L’affaire Molex est l’exemple type du malaise français.
Pour les français vivant à l’étranger, rien de surprenant, un son de cloche revient incessamment dans la bouche de dirigeants d’entreprises étrangères s’étant essayée dans l’exogame, « il faut être fou pour créer une entreprise en France ».
Administration tatillonne et incompétente, charges surréalistes, absentéisme, la France pour bon nombre d’entrepreneurs est synonyme de pays communiste.
Pourtant peu de salariés sont syndiqués, mais les syndicats ont la main mise sur le travail, empêchant les non-grévistes de travailler en cas de conflit, séquestrant les dirigeants, étant hors la loi sans que les pouvoirs publics et la force qui les représente n’intervienne….
On se souvient dans l’affaire Molex des heurts en 2009, des indemnités proposées par la direction et refusées par les syndicats se croyant les plus forts…
Ce que les syndicats ont fait dans le passé et qui a conduit à bon nombre de fermetures, c’est ce qui se passe actuellement au port de Marseille avec la complaisance du gouvernement.
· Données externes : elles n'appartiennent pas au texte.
PR #1683, opened 2020-10-19
Disconnect useless peers at sync time

twoeths:
resolves #1668 

+ if node is not synced, disconnect half of non-sync peers order by score asc. Sometimes I have 25 peers and non of them are sync peers, I'd think disconnecting all of them at once may be a shock so I just disconnect half of them per time. In the end quality of peers should be good gradually.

Aujourd’hui, les syndicats comme le gouvernement sont responsables de ce désastre. Pour obtenir ce que l’on souhaite, lorsque l’on est plus cher que les autres, il faut séduire, être aimable, et non pas arrogant et agressif; ne pas revendiquer tout et n’importe quoi, les employés de Molex l’ont appris à leur dépens.
Aujourd’hui, chacun y va de son indignation y compris la Presse, car Molex annonce des bénéfices records pour le groupe. C’est simplement la preuve que ce groupe est bien dirigé, que les actionnaires sont satisfaits de leur investissement et que les salariés des usines compétitives ont du travail. C’est vrai qu’en France; ce n’est pas l’habitude.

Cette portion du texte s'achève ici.